Can You Get to a Million Dollars?
Often in life, you have investment goals that you hope to reach. Say, for example, you have determined that you would like to have $1 million in your investment portfolio by the time you retire. But will you be able to get to a million dollars?
In trying to accumulate $1 million (or any other amount), you should generally consider the current balance of your investment portfolio available to meet your anticipated future need, any additional contributions that you anticipate you can make to your investment portfolio, any amounts that you can earn on your portfolio, and the time that you have to do so.
Current balance--your starting point
Of course, the more that you have today, the less you may need to contribute to your investment portfolio or earn on your investments over your time horizon.
Time (accumulation period)
In general, the longer your time horizon, the greater the opportunity you have to accumulate $1 million. If you have a sufficiently long time horizon and a sufficiently large current balance, with earnings you may be able to reach your goal without making any additional contributions. With a longer time horizon, you'll also have more time to recover if the value of your investments drops. If additional contributions are required in order to reach your goal, the more time you'll have to target your goal, and the less you may have to contribute.
The sooner you start making contributions, the better.

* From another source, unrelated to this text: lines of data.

PR #4114, opened 2026-08-15
[BugFix] Fix DiffusionActor sampling and multidimensional training

theap06:
## Summary: 
Fixes multidimensional batch handling in `DiffusionBCLoss` and corrects `DiffusionActor` behavior for reduced-precision and deterministic inference.

Also keeps diffusion schedule calculations in float32 for numerical stability.

### DIFF
--- a/test/modules/test_actor.py
+++ b/test/modules/test_actor.py
@@ -502,8 +502,9 @@ class TestDiffusionActor:
             assert p.grad is not None
 
     @pytest.mark.parametrize("dtype", [torch.float16, torch.bfloat16])
-    def test_dtype(self, dtype):
+    def test_reduced_precision_schedule(self, dtype):
         actor = DiffusionActor(action_dim=2, obs_dim=3, num_steps=3).to(dtype)
+        assert actor.module.alphas_cumprod.dtype is torch.float32
         td = TensorDict({"observation": torch.randn(4, 3, dtype=dtype)}, batch_size=[4])
         action = actor(td)["action"]
         assert action.dtype is dtype
@@ -520,6 +521,25 @@ class TestDiffusionActor:
                 TensorDict({"observation": observation.clone()}, batch_size=[4])
             )["action"]
         torch.testing.assert_close(action0, action1, rtol=0, atol=0)
+
+    @pytest.mark.parametrize(
+        ("dtype", "num_steps"),
+        [(torch.bfloat16, 258), (torch.float16, 2050)],
+    )
+    def test_timestep_dtype_resolution(self, dtype, num_steps):
+        actor = DiffusionActor(action_dim=2, obs_dim=3, num_steps=num_steps).to(dtype)
+        td = TensorDict({"observation": torch.randn(4, 3, dtype=dtype)}, [4])
+        with pytest.raises(ValueError, match="cannot be represented"):
+            actor(td)
+
+    def test_schedule_buffers_are_authoritative(self):
+        actor = DiffusionActor(action_dim=2, obs_dim=3, num_steps=3)
+        actor.module.alphas_cumprod.fill_(1)
+        clean_action = torch.randn(4, 2)
+        noisy_action, _ = actor.module.add_noise(
+            clean_action, torch.zeros(4, dtype=torch.long)
+        )
+        torch.testing.assert_close(noisy_action, clean_action)
 
 
 @pytest.mark.parametrize("device", get_default_devices())
--- a/test/modules/test_actor.py
+++ b/test/modules/test_actor.py
@@ -501,6 +501,26 @@ class TestDiffusionActor:
         for p in actor.parameters():
             assert p.grad is not None
 
+    @pytest.mark.parametrize("dtype", [torch.float16, torch.bfloat16])
+    def test_dtype(self, dtype):
+        actor = DiffusionActor(action_dim=2, obs_dim=3, num_steps=3).to(dtype)
+        td = TensorDict({"observation": torch.randn(4, 3, dtype=dtype)}, batch_size=[4])
+        action = actor(td)["action"]
+        assert action.dtype is dtype
+        assert action.isfinite().all()
+
+    def test_deterministic(self):
+        actor = DiffusionActor(action_dim=2, obs_dim=3, num_steps=3)
+        observation = torch.randn(4, 3)
+        with set_exploration_type(ExplorationType.DETERMINISTIC):
+            action0 = actor(
+                TensorDict({"observation": observation.clone()}, batch_size=[4])
+            )["action"]
+            action1 = actor(
+                TensorDict({"observation": observation.clone()}, batch_size=[4])
+            )["action"]
+        torch.testing.assert_close(action0, action1, rtol=0, atol=0)
+
 
 @pytest.mark.parametrize("device", get_default_devices())
 def test_actorcritic(device):
--- a/test/objectives/test_diffusion_bc.py
+++ b/test/objectives/test_diffusion_bc.py
@@ -4,6 +4,8 @@
 # LICENSE file in the root directory of this source tree.
 from __future__ import annotations
 
+import argparse
+
 import pytest
 import torch
 from tensordict import TensorDict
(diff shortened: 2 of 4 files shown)


vmoens (commented):
Thanks!

Here are some comments

## High — the loss regresses on tensordicts with an empty batch size that hold batched data

[`diffusion_bc.py#L143-L160`](https://github.com/pytorch/rl/blob/f370370775db07fe87d4de5f5cf8fa67c4fca3cb/torchrl/objectives/diffusion_bc.py#L143-L160)
replaces `batch_size = clean_action.shape[0]` with `batch_shape = tensordict.batch_size`. A
`TensorDict` constructed without an explicit `batch_size` gets `torch.Size([])` even when every leaf
is batched, which is a very common way to hand-build a batch.

Concrete failure (both variants run locally against the head diff, applied by monkey-patching the
two methods onto the installed package):

```python
td = TensorDict({"observation": torch.randn(8, 4), "action": torch.randn(8, 2)})  # batch_size=[]
loss_fn(td)
```

- current `main`: returns a finite scalar loss (verified, `0.6607`).
- this PR: `RuntimeError: Tensors must have same number of dimensions: got 2 and 1` — `t` is 0-d, so
  `t_float` is 1-d while `noisy_action` is 2-d and the `torch.cat` at
  [L160](https://github.com/pytorch/rl/blob/f370370775db07fe87d4de5f5cf8fa67c4fca3cb/torchrl/objectives/diffusion_bc.py#L160)
  fails.

The same expression also still fails for a time dimension (`batch_size=[8]` with action `(8, 5, 2)`),
before and after this PR.

Suggested fix: derive the shape from the action instead of the tensordict.

```python
batch_shape = clean_action.shape[:-1]
```

I ran all five shape cases against that variant — `bs=[]` unbatched, `bs=[8]`, `bs=[2,3]`,
`bs=[]` with batched leaves, and `bs=[8]` with `(B, T, A)` — and all five pass, i.e. it is a strict
superset of both the old and the new behaviour. The new `test_batch_shapes` case would keep passing;
please also add the `batch_size=[]`-with-batched-data case as a regression test.

## Medium — bfloat16 collapses the timestep conditioning for large `num_steps`

`t_tensor` at
[`actors.py#L2814`](https://github.com/pytorch/rl/blob/f370370775db07fe87d4de5f5cf8fa67c4fca3cb/torchrl/modules/tensordict_module/actors.py#L2814)
and `t_float` at
[`diffusion_bc.py#L159`](https://github.com/pytorch/rl/blob/f370370775db07fe87d4de5f5cf8fa67c4fca3cb/torchrl/objectives/diffusion_bc.py#L159)
now inherit the data dtype where they were previously pinned to float32. Measured round-trip of
`torch.arange(n)` through bfloat16:

| `num_steps` | distinct bf16 values | distinct fp16 values |
|---|---|---|
| 100 (default) | 100 / 100 | 100 / 100 |
| 512 | 385 / 512 | 512 / 512 |
| 1000 (canonical DDPM) | 507 / 1000 | 1000 / 1000 |

Failure scenario: `DiffusionActor(action_dim=..., num_steps=1000).to(torch.bfloat16)` feeds the same
conditioning value for several adjacent timesteps (e.g. 996-1003 all collapse), at both training and
inference time, so the score network cannot tell the noise levels apart and denoising degrades
silently — no exception, just worse actions. float16 is safe up to 2048.

The cast itself is necessary (mixed-dtype `torch.cat` promotes to float32 and then breaks the half
score network), so the fix belongs elsewhere: either document the constraint and validate
`num_steps` against the module dtype, or stop passing a raw integer timestep (a normalized or
sinusoidal embedding computed in float32 and cast once would keep resolution).

## Medium — the deterministic mode now starts from an off-manifold latent, undocumented

[`actors.py#L2807-L2811`](https://github.com/pytorch/rl/blob/f370370775db07fe87d4de5f5cf8fa67c4fca3cb/torchrl/modules/tensordict_module/actors.py#L2807-L2811)
substitutes `torch.zeros` for `torch.randn` when the interaction type is `DETERMINISTIC`. This does
fix reproducibility (verified: identical outputs after the patch, differing outputs on `main`), but
`x_T = 0` is not a draw from the `N(0, I)` prior the reverse chain was trained against — the prior
mass concentrates on `||x|| ≈ sqrt(action_dim)`, so the score network is evaluated off-distribution
at the first steps. For small action dims this is benign; for larger ones the "deterministic" action
is not the mode of the learned policy in any defensible sense.

Both docstrings still describe the mode only as skipping noise injection
([`_DDPMModule.forward`](https://github.com/pytorch/rl/blob/f370370775db07fe87d4de5f5cf8fa67c4fca3cb/torchrl/modules/tensordict_module/actors.py#L2786-L2800)
and the `DiffusionActor` class docstring), so the zero-latent start is invisible to users. Please
document it, and consider offering a seeded `torch.Generator` as the reproducibility mechanism
instead of (or alongside) the zero start.

## Low — `alphas` and `alphas_cumprod` buffers are now dead

[`actors.py#L2741-L2743`](https://github.com/pytorch/rl/blob/f370370775db07fe87d4de5f5cf8fa67c4fca3cb/torchrl/modules/tensordict_module/actors.py#L2741-L2743)
still registers both buffers, but after this PR every read goes through
[`_schedule`](https://github.com/pytorch/rl/blob/f370370775db07fe87d4de5f5cf8fa67c4fca3cb/torchrl/modules/tensordict_module/actors.py#L2745-L2753),
which recomputes them from `betas`. Consequences: a subclass or user that overwrites
`alphas_cumprod` (e.g. a cosine schedule) is now silently ignored, and `torch.cumprod` runs on every
`forward`/`add_noise` call. Note also that the float32 promotion only recovers what `betas` still
holds — after `.to(torch.float16)` the stored `beta_start` is already rounded to `9.998e-05`.
Either keep the buffers authoritative (upcast them in `_schedule` instead of recomputing) or store
`beta_start`/`beta_end` and rebuild the schedule in float32; dropping the buffers outright would
break `load_state_dict(strict=True)` on existing checkpoints.

## Low — test-file conventions and coverage gaps

- [`test/objectives/test_diffusion_bc.py`](https://github.com/pytorch/rl/blob/f370370775db07fe87d4de5f5cf8fa67c4fca3cb/test/objectives/test_diffusion_bc.py#L160-L164)
  has no `if __name__ == "__main__": pytest.main(...)` block (CLAUDE.md 7). Pre-existing, but this
  PR extends the file and could fix it in passing.
- `DiffusionBCLoss._AcceptedKeys` types `action`/`observation` as `NestedKey`, and this PR reworks
  exactly the shape logic driven by those entries, yet `test_custom_keys` only exercises flat
  strings. CLAUDE.md 7 asks for a nested-key case.
- The new
  [`test_batch_shapes`](https://github.com/pytorch/rl/blob/f370370775db07fe87d4de5f5cf8fa67c4fca3cb/test/objectives/test_diffusion_bc.py#L121-L136)
  sits next to the pre-existing `test_batch_sizes`; the two names are hard to tell apart. Consider
  `test_multidim_and_scalar_batch`.

## Low — `ci/olddeps` label is probably required

[`test_dtype`](https://github.com/pytorch/rl/blob/f370370775db07fe87d4de5f5cf8fa67c4fca3cb/test/modules/test_actor.py#L504-L510)
runs a CPU float16 `nn.Linear`. The `tests-olddeps` suite pins `torch==2.1.1`
(`.github/unittest/linux_olddeps/scripts_gym_0_13/install.sh:42`) and its "remainder" shard collects
`test/modules/test_actor.py`. CPU half `addmm` was not implemented in older torch releases
(`"addmm_impl_cpu_" not implemented for 'Half'`); I could not verify whether 2.1.1 has it, since the
only local interpreter carries torch 2.11. Per CLAUDE.md 7b the safe move is to add the
`ci/olddeps` label before the next push so the signal appears on the PR instead of post-merge.

theap06:
Addressed the review feedback and added reduced-precision coverage.

theap06:
Addressed the review points: action-derived batch shapes now cover implicit and time-dimension batches, reduced-precision timestep limits are validated, deterministic zero-latent behavior is documented, schedule buffers stay authoritative, and nested-key/file-entry coverage was added. Focused result: 35 passed.

vmoens (approved):
LGTM! Thanks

If you wait too long and the time remaining to accumulate funds becomes too short, you may be unable to make the large contributions required. In such a case, you may need to consider whether you can extend the accumulation period--for example, by delaying retirement.
Rate of return (earnings)
In general, the greater the rate of return (ROR) that you can earn on your investments, the more likely that you'll reach your investment goal of $1 million. The greater the proportion of the investment portfolio that comes from earnings, the less you may need to contribute to the portfolio. Earnings can benefit from long time horizons and compound rates of return, as returns are earned on any earlier earnings.
However, higher rates of return are generally associated with greater investment risk and the possibility of investment losses. It's important to choose investments that meet your time horizon and tolerance for risk. And be realistic in your assumptions. What rate of return is realistic given your current asset allocation and investment selection?
In planning on how to get to $1 million, you should generally consider how much you have now, how much you can contribute in the future, how much you might earn on your investments, and how long you have to accumulate funds. But remember, there are no guarantees--even when you have a clearly defined goal. For example, the market might not perform as expected, or you may have to reduce your contributions at some point. Review your progress periodically and be prepared to make adjustments when necessary.
Amount of contributions
Of course, the more you can regularly contribute to your investment portfolio (e.g., monthly or yearly), the better your chances are of reaching your investment goal of $1 million, especially if you start contributing early and have a long time horizon.
Now that we've reviewed the primary factors that affect your chances of getting to a million dollars, let's consider this question: At a given rate of return, how much do you need to save each year to reach the $1 million target? For example, let's assume that you anticipate that you can earn an annual rate of 5% (to be compounded monthly) on your investments. If your current balance is $500,000 and you have 20 more years to reach $1 million, you actually do not need to make any additional contributions (see scenario 1 in the table below), but if you only have 10 more years, you'll need to make annual contributions of $13,956 (see scenario 2). If your current balance is $0 and you have 30 more years to reach $1 million, you'll need to contribute $14,754 annually (see scenario 3), but if you only have 20 more years, you'll need to contribute $29,873 annually (see scenario 4).
This is a hypothetical example and is not intended to reflect the actual performance of any investment. Actual results may vary. Taxes and inflation are not considered.